## Exercise brief
Reproduce exactly the lines of the material beneath, from the line that contains "Extract the shared" to the line that contains "POST/GET /preflight/jobs (SQS)", both included, and no other lines.
[Start of Attachment]
PR #2777, opened 2026-07-07
feat(preflight): log terminal run outcomes from both poll handlers

noozoo:
Emit a server-side observability log when a preflight AsyncJob reaches a terminal state on poll. Previously getPreflightById (Mystique path) logged nothing and getPreflightJobStatusAndResult (audit-worker path) logged only the COMPLETED summary, so failed runs were invisible in spacecat-api logs.

Extract the shared logPreflightOutcome helper so both handlers stay in lockstep as the Mysticat migration proceeds in stages, and tag each line with process=audw|myst (emitted last) to identify which surface emitted it. jobId is the AsyncJob id — the same key the worker/Mystique log as async_job_id — so failures are joinable across processes.

Co-Authored-By: Claude Opus 4.8 (1M context) <noreply@anthropic.com>
https://jira.corp.adobe.com/browse/SITES-47550

## Related Issues

Thanks for contributing!

### DIFF
--- a/src/controllers/preflight.js
+++ b/src/controllers/preflight.js
@@ -62,6 +62,44 @@ export function countIssuesForAudit(audit) {
 }
 
 /**
+ * Process identifiers tagged onto the preflight outcome logs so a single log
+ * line tells you which surface emitted it.
+ *  - PREFLIGHT_PROCESS_AUDW → audit-worker path: POST/GET /preflight/jobs (SQS)
+ *  - PREFLIGHT_PROCESS_MYST → Mystique path: /sites/:siteId/preflights
+ */
+export const PREFLIGHT_PROCESS_AUDW = 'audw';
+export const PREFLIGHT_PROCESS_MYST = 'myst';
+
+/**
+ * Emits the server-side observability log for a terminal AsyncJob when preflight is
+ * polled. Shared by both poll handlers — getPreflightJobStatusAndResult (audit-worker
+ * path) and getPreflightById (Mystique path) — so the two appear the same.
+ * @param {Object} log - The logger instance
+ * @param {string} processName - PREFLIGHT_PROCESS_AUDW | PREFLIGHT_PROCESS_MYST
+ * @param {string} jobId - The AsyncJob id
+ * @param {Object} job - The AsyncJob entity
+ */
+export function logPreflightOutcome(log, processName, jobId, job) {
+  const status = job.getStatus();
+  const result = job.getResult();
+  if (status === AsyncJob.Status.COMPLETED && isNonEmptyArray(result)) {
+    const summary = result.map((r) => ({
+      pageUrl: r?.pageUrl,
+      step: r?.step,
+      audits: (Array.isArray(r?.audits) ? r.audits : []).map((a) => ({
+        name: a?.name,
+        type: a?.type,
+        opportunities: Array.isArray(a?.opportunities) ? a.opportunities.length : 0,
+        issues: countIssuesForAudit(a),
+      })),
+    }));
+    log.info(`[Preflight] Run complete. jobId=${jobId} status=${status} results=${JSON.stringify(summary)} process=${processName}`);
+  } else if (status === AsyncJob.Status.FAILED) {
+    log.error(`[Preflight] Run failed. jobId=${jobId} status=${status} error=${JSON.stringify(job.getError())} process=${processName}`);
+  }
+}
+
+/**
  * Creates a preflight controller instance
  * @param {Object} ctx - The context object containing dataAccess and sqs
  * @param {Object} ctx.dataAccess - The data access layer for database operations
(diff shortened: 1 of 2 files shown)


src/controllers/preflight.js
```diff
@@ -61,6 +61,44 @@ export function countIssuesForAudit(audit) {
...
+      audits: (Array.isArray(r?.audits) ? r.audits : []).map((a) => ({
+        name: a?.name,
+        type: a?.type,
+        opportunities: Array.isArray(a?.opportunities) ? a.opportunities.length : 0,
+        issues: countIssuesForAudit(a),
+      })),
+    }));
+    log.info(`[Preflight] Run complete. jobId=${jobId} status=${status} results=${JSON.stringify(summary)} process=${processName}`);
+  } else if (status === AsyncJob.Status.FAILED) {
+    log.error(`[Preflight] Run failed. jobId=${jobId} status=${status} error=${JSON.stringify(job.getError())} process=${processName}`);
```
johobot: **Main concern — terminal outcome re-logged on every poll, at `error` level.**

This helper is stateless and fires on every invocation (same at `:351` and `:797`), and clients poll a job until — and often just past — terminal. So one failed job polled N times produces N identical `log.error` lines, with N controlled by the client. That'll inflate error-rate dashboards/alerting.

Two things worth deciding deliberately:
- **Level:** a preflight `FAILED` is often an expected outcome (bad customer page / upstream analyze failure — your fixture is literally `MYSTICAT_ERROR`), not a defect in this service. `log.warn` stays visible/greppable without polluting error SLOs.
- **Repetition:** consider emitting only on the transition into terminal (gate on a `metadata.outcomeLogged` marker, or on `endedAt` landing in the current poll window). If dedup is out of scope for this PR, maybe note the repetition in the description so on-call isn't surprised.

Not blocking, but this is the one I'd want a conscious call on. A small test that polls the same terminal job 2–3× and asserts `log.error.callCount` would lock in whatever behavior you choose.

Minor, same line: `JSON.stringify(job.getError())` at error level — worth a sanity check against "never log secrets." Structured `{code, message}` in the tests so likely fine; just confirm upstream never puts tokens/customer data in the error payload.

src/controllers/preflight.js
```diff
@@ -61,6 +61,44 @@ export function countIssuesForAudit(audit) {
...
+/**
+ * Emits the server-side observability log for a terminal AsyncJob when preflight is
+ * polled. Shared by both poll handlers — getPreflightJobStatusAndResult (audit-worker
+ * path) and getPreflightById (Mystique path) — so the two appear the same.
+ * @param {Object} log - The logger instance
+ * @param {string} processName - PREFLIGHT_PROCESS_AUDW | PREFLIGHT_PROCESS_MYST
+ * @param {string} jobId - The AsyncJob id
+ * @param {Object} job - The AsyncJob entity
+ */
+export function logPreflightOutcome(log, processName, jobId, job) {
```
johobot: **Redundant `jobId` param.** The helper takes both `jobId` and `job`, but `job.getId()` exists (and both callsites already pass the job's own id — `jobId` in the audw path, `asyncJob.getId()` in the myst path). Passing an id and the object that contains it invites drift. Could drop `jobId` and call `job.getId()` internally.

src/controllers/preflight.js
```diff
@@ -61,6 +61,44 @@ export function countIssuesForAudit(audit) {
...
+      pageUrl: r?.pageUrl,
+      step: r?.step,
+      audits: (Array.isArray(r?.audits) ? r.audits : []).map((a) => ({
+        name: a?.name,
+        type: a?.type,
+        opportunities: Array.isArray(a?.opportunities) ? a.opportunities.length : 0,
+        issues: countIssuesForAudit(a),
+      })),
+    }));
+    log.info(`[Preflight] Run complete. jobId=${jobId} status=${status} results=${JSON.stringify(summary)} process=${processName}`);
```
johobot: **`process=` appended last.** Putting the discriminator at the end, after a variable-length JSON blob, makes it awkward to key on in log tooling and forces the test into `.split('results=')[1].split(' process=')[0]`. Reads better adjacent to `jobId` near the front — cheap now, annoying once dashboards depend on the position.

src/controllers/preflight.js
```diff
@@ -309,35 +347,20 @@ function PreflightController(ctx, log, env) {
...
-        }));
-        log.info(`[Preflight] Run complete. jobId=${jobId} status=${status} results=${JSON.stringify(summary)}`);
-      }
+      // Emit the terminal-state observability log (shared with the Mystique path).
+      logPreflightOutcome(log, PREFLIGHT_PROCESS_AUDW, jobId, job);
 
       return ok({
         jobId: job.getId(),
-        status,
+        status: job.getStatus(),
```
johobot, line 356: **Lost the local `const`s here.** The refactor dropped `const status`/`const result`, so `getStatus()`/`getResult()` now run once in the helper and again in this response object. Cheap in-memory getters so no real perf impact — just a minor readability regression from the previous single-evaluation version.

src/controllers/preflight.js
```diff
@@ -770,6 +793,11 @@ function PreflightController(ctx, log, env) {
         return preflightError('PREFLIGHT_LIFECYCLE_UNAVAILABLE', 'Failed to load preflight lifecycle data', 503);
       }
 
+      // Log terminal state if asyncJob exists
```
johobot: Nit: this comment just restates the `if (asyncJob)` on the next line.

johobot (commented):
Thorough pass on the logging change — intent is sound (failed runs were invisible; one helper keeps the two poll paths in lockstep during the migration), contracts are unchanged, and coverage is good.

I ran `test/controllers/preflight.test.js` locally (node 24.15.0, mocha 11.7.5): **109 passing, 0 failing**, including all six new assertions — nothing here is broken. Comments below are design/observability feedback; the only one I'd push on is the FAILED-at-error-on-every-poll behavior (see inline on line 98). The rest is polish.

johobot (approved):
Re-reviewed at `7192a374`. Ran the suite locally: 111 passing, 0 failing.

All the substantive points are addressed: FAILED now logs at `warn` (defuses the error-SLO concern), the error payload is reduced to `errorCode`/`errorMessage` with a test proving `details` never leaks, the `jobId` param is gone, and `process=` moved up front. The explicit "one warn per poll" test locks in the stateless-by-design decision.

One tiny residual, non-blocking: `errorMessage` is still freeform worker text, so it's marginally higher-risk than `errorCode` alone. Fine as a debuggability trade-off, just flagging it. LGTM.

PR #2784, opened 2026-07-09
feat(llmo): add Cloudflare Logpush onboarding endpoint (LLMO-5869)

IrisAlexandrescu:
## DRAFT — blocked on 2 upstream repos publishing

This PR is intentionally opened as a draft. It depends on two in-flight, not-yet-merged/published PRs:
- `spacecat-shared` #1796 — adds `CLOUDFLARE_LOGPUSH_FIELDS` export (this repo's `output_options.field_names` source)
- `spacecat-auth-service` #609 (LLMO-6116) — adds the ownership-token endpoint this repo calls

I verified this PR's code locally via `npm link` against the real unpublished source in both repos (not mocks-only), so the logic is proven — but `package.json` still pins the *old* published versions of `@adobe/spacecat-shared-cloudflare-client` (1.2.1) and `@adobe/spacecat-shared-utils` (1.124.1), neither of which has the new exports yet. CI will fail on this PR as-is until those two publish and this PR's dependency versions are bumped for real. Please review the code now; hold the merge until the bump.

## Summary

- Repo 3 (the primary deliverable) of the LLMO-5869 Cloudflare Logpush automation 3-repo plan.
- New `POST /sites/:siteId/llmo/cdn-onboard/cloudflare/zones/:zoneId/logpush`, completing the Cloudflare log-forwarding onboarding flow:
  1. Idempotency check against the zone's existing Logpush jobs on the `http_requests` dataset, matched on the computed `destination_conf` — Cloudflare job creation is **not** inherently idempotent, unlike CloudWatch Logs `CreateDelivery`, so this is the primary guard.
  2. Trigger a fresh ownership challenge (`requestLogpushOwnership`) — Cloudflare writes a token file to the customer's cdn-logs S3 bucket.
  3. Fetch that token from `spacecat-auth-service`'s new endpoint (LLMO-6116), forwarding the caller's own `Authorization` header rather than a service credential — api-service never touches the S3 bucket directly (least-privilege boundary; only auth-service has that access).
  4. Create the Logpush job with the token.
- TOCTOU race recovery: on a `createLogpushJob` failure, re-lists jobs and treats a now-matching job as success, rather than pattern-matching an unverified Cloudflare error message — the exact duplicate-destination error shape is called out in the ticket as an open, E2E-only confirm, not something to guess at.
- Requires the site to already be provisioned for Cloudflare log forwarding (bucket/path/region on `cdnBucketConfig`) — returns `409` with an actionable message otherwise.
- Route + S2S capability + FACS non-resource-param (`zoneId`) + OpenAPI (`site-llmo-cloudflare-logpush`) wiring.
- `.env.example` doc for the new `AUTH_SERVICE_BASE_URL` env var (per-environment, not yet in real deploy config).

## Related Issues

LLMO-5869 (epic LLMO-5809)

## Test plan

- [x] New tests in `llmo-cloudflare.test.js` — happy path, idempotent no-op, race recovery, 409 missing-config (both variants), 400s (zoneId format/missing, CF token missing), 404 site-not-found, 502s (job listing / ownership challenge / auth-service call failure incl. non-ok + missing-token / job creation with failed re-check), Authorization-header-forwarding assertion, null-list defensive branches
- [x] Full existing `llmo-cloudflare.test.js` suite — 92 passing, 100% statement/branch/line/function coverage on `llmo-cloudflare.js`
- [x] Full repo suite (`npm test`) — 14422 passing, coverage thresholds green
- [x] `npm run docs:lint` — valid, no new warnings
- [x] Verified end-to-end against real (linked, unpublished) `spacecat-shared` source — not mocked around

## Not yet verified (needs a dev deploy + real Cloudflare zone, tracked as follow-up, not blocking this review)

- S3 challenge-file read-after-write timing under real conditions (flagged in the ticket as a currently-occurring failure mode in the manual flow today)
- Cloudflare's actual behavior on a genuine duplicate-destination race
- Real cross-service auth forwarding + the auth-service IAM boundary holding in practice


docs/openapi/llmo-api.yaml
```diff
@@ -5972,6 +5972,83 @@ site-llmo-cloudflare-routes:
     security:
       - ims_key: [ ]
 
+site-llmo-cloudflare-logpush:
+  parameters:
+    - $ref: './parameters.yaml#/siteId'
+    - name: zoneId
```
nit23uec: please avoid cloudflare owned terms like zoneId in path segments. they should be captured in the body.

src/routes/index.js
```diff
@@ -554,6 +554,7 @@ export default function getRouteHandlers(
     'GET /sites/:siteId/llmo/cdn-onboard/cloudflare/zones': llmoCloudflareController.listZones,
     'POST /sites/:siteId/llmo/cdn-onboard/cloudflare/deploy': llmoCloudflareController.deployWorker,
     'POST /sites/:siteId/llmo/cdn-onboard/cloudflare/routes': llmoCloudflareController.addRoute,
+    'POST /sites/:siteId/llmo/cdn-onboard/cloudflare/zones/:zoneId/logpush': llmoCloudflareController.createLogpush,
```
nit23uec:
```suggestion
    'POST /sites/:siteId/llmo/cdn-onboard/cloudflare/logpush': llmoCloudflareController.createLogpush,
```

src/controllers/llmo/llmo-cloudflare.js
```diff
@@ -569,12 +615,143 @@ function LlmoCloudflareController(ctx) {
...
+    const cdnBucketConfig = getCdnBucketConfig(site);
+    const { bucketName, allowedPaths, region } = cdnBucketConfig || {};
+    const pathPrefix = allowedPaths?.[0];
+    if (!hasText(bucketName) || !hasText(pathPrefix) || !hasText(region)) {
+      return createResponse({
+        message: 'Site is not provisioned for Cloudflare log forwarding; run provisioning first',
+      }, 409);
+    }
+
+    const siteId = site.getId();
```
nit23uec: we should check if the registrable domain of the zone in the zoneId matches with the given site base url or not.

IrisAlexandrescu:
@nit23uec Addressed both in \`d904f110\`:

1. **zoneId moved from path to body** — route is now \`POST /sites/:siteId/llmo/cdn-onboard/cloudflare/logpush\`, matching \`addRoute\`'s existing convention in this same file (zoneId is a Cloudflare identifier, not a SpaceCat entity). Updated routing, S2S capability, FACS param classification (removed the now-unneeded \`zoneId\` non-resource-param entry — no route has it as a path param anymore), OpenAPI, and tests.
2. **Zone-domain validation added** — fetches the zone via a new \`CloudflareClient.getZone(zoneId)\` (companion PR on \`spacecat-shared\`, since this method didn't exist yet) and rejects with \`400\` if the zone's registrable domain doesn't match the site's own domain, before doing anything else.

One side effect worth flagging: the domain check let me delete a small piece of dead code — the Logpush job's \`name\` field used to recompute \`registrableDomain(site.getBaseURL())\` a second time with a \`|| siteId\` fallback. That fallback can never fire now, since the new guard performs the identical computation earlier and already guarantees it's non-null before we get there. Simplified to reuse the guard's result directly.

98 tests passing, 100% coverage on the controller, verified locally against the real (linked, not-yet-published) \`getZone\` implementation.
[End of Attachment]
## Final answer
Extract the shared logPreflightOutcome helper so both handlers stay in lockstep as the Mysticat migration proceeds in stages, and tag each line with process=audw|myst (emitted last) to identify which surface emitted it. jobId is the AsyncJob id — the same key the worker/Mystique log as async_job_id — so failures are joinable across processes.

Co-Authored-By: Claude Opus 4.8 (1M context) <noreply@anthropic.com>
https://jira.corp.adobe.com/browse/SITES-47550

## Related Issues

Thanks for contributing!

### DIFF
--- a/src/controllers/preflight.js
+++ b/src/controllers/preflight.js
@@ -62,6 +62,44 @@ export function countIssuesForAudit(audit) {
 }
 
 /**
+ * Process identifiers tagged onto the preflight outcome logs so a single log
+ * line tells you which surface emitted it.
+ *  - PREFLIGHT_PROCESS_AUDW → audit-worker path: POST/GET /preflight/jobs (SQS)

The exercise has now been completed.